8. His dad might have been able to say something solacing, had he not been fighting back his own flood of anguish.
二建考试科目都有哪些Unit 777777
1.When his prospective employers learned that he smoked, they said they wouldn't hire him.
2.In him the polarities of life are resolved and balanced, male and female,
strength and compassion, verity and mercy.托福考试多长时间
3.Inarticulate and rather shy, he had always dreaded speaking in public.
4.Allegations of brutality and theft have been leveled at the army.
5.Our government cannot keep doling out money to tho who are fastidious about the
jobs offered to them.
6.He was deeply grieved by the sufferings of the common people.
7.Many studies have shown that "restrained eaters" will eventually binge and relap.
8.He reaffirmed his commitment to the country's economic reform programme.
Unit 888888888
1.This figure is five times the original estimate.
2.They have no way to dispo of the hazardous waste they produce.
3.Britain is intensifying its efforts to cure the relea of three British hostages.
4.Translation must always be a process of approximation and compromi.
5.There's a sizzling summer of soccer ahead -- we're kicking it off with a ries of cracking quizzes.
6.Turning that vision into a reality is not easy.
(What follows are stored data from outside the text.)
PR #6848, opened 2023-08-07
Do not use `seeded_test` fixture in exported `BaseTestDistributionRandom`

ricardoV94:
This caused pymc-experimental to fail as the test is used there but there is no access to the fixture. 
The fixture was added after the changes in #6799 
I don't think we need it?

CC @aerubanov 

----
:books: Documentation preview :books:: https://pymc--6848.org.readthedocs.build/en/6848/

### DIFF
--- a/pymc/testing.py
+++ b/pymc/testing.py
@@ -848,7 +848,7 @@ class BaseTestDistributionRandom:
     repeated_params_shape = 5
     random_state = None
 
-    def test_distribution(self, seeded_test):
+    def test_distribution(self):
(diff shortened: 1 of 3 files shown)


aerubanov:
@ricardoV94 Yeah, looks like `seeded_test` fixture is actually is not needed here.

jessegrabowski (approved):
LGTM. The tests even seem like they were written to be like this in the first place (judging from the `partial` functions that pass in the random state)

PR #6853, opened 2023-08-11
Add JAX implementation fol `MatrixIsPositiveDefinite` `Op`

### LINKED ISSUE #6849: ENH: JAX OP `MatrixIsPositiveDefinite`
Hi! I tried to replicate the Correlated priors with `LKJCorr` from https://tomicapretto.github.io/posts/2022-06-12_lkj-prior/#model-4-correlated-priors-with-lkjcorr.-replicate-rstanarm-prior using the `numpyro` sampler and got the error:

### Before

```python
`NotImplementedError: No JAX conversion for the given `Op`: MatrixIsPositiveDefinite`. 
```

So it would be great to add this operator. 

Is this something a newbie like me could try?

### After

```python
We should be able to run the model above wit the JAX sampler from `numpyro`.
```

juanitorduz:
Closes: https://github.com/pymc-devs/pymc/issues/6849

Following https://pytensor.readthedocs.io/en/latest/extending/creating_a_numba_jax_op.html

----
:books: Documentation preview :books:: https://pymc--6853.org.readthedocs.build/en/6853/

7.I don't envisage I will take an executive role, but rather become a consultant on merchandi and marketing.
8.Surely it is economic nonn to deplete the world of natural resources.
Unit 10
1. Hallucination is common in patients who suffered damages to the brain.
2. There are two main problems which afflict people's hearing.
3. Having begun my life in a children's home, I have the greatest empathy with the little ones.
4. Some people need to confront a traumatic past, others find it better to leave it alone.
5.A new survey found that 50% of women had experienced some form of xual harassment in their working lives.
6.He's large and languid, meeting each inquiry with an impassive countenance.
lianliankan7.From the very first days of the reforms, the parliament kept on an incessant drumbeat of protest.
8.I deeply rented tho sort of rumors being circulated at a time of deeply personal grief.
Unit 12
. The new economic plan eks to achieve a more equitable distribution of wealth.
2.A number of enlightened landowners have recently t an example by making land available at less than normal market value.
3. The connsus amongst the world's scientists is that the world is likely to warm up over the next few decades.
4. It is uless trying to convince her that she doesn't need to lo any weight.
5. A great number of industries have to sack managers to reduce their huge administrative costs.
6. Sadly, the main beneficiaries of pension equality so far have been men, not women.
7. He profesd a violent distaste for everything related to commerce, production, and money.
8. To make a sound diplomat is to first believe that bureaucratic delays are inevitable.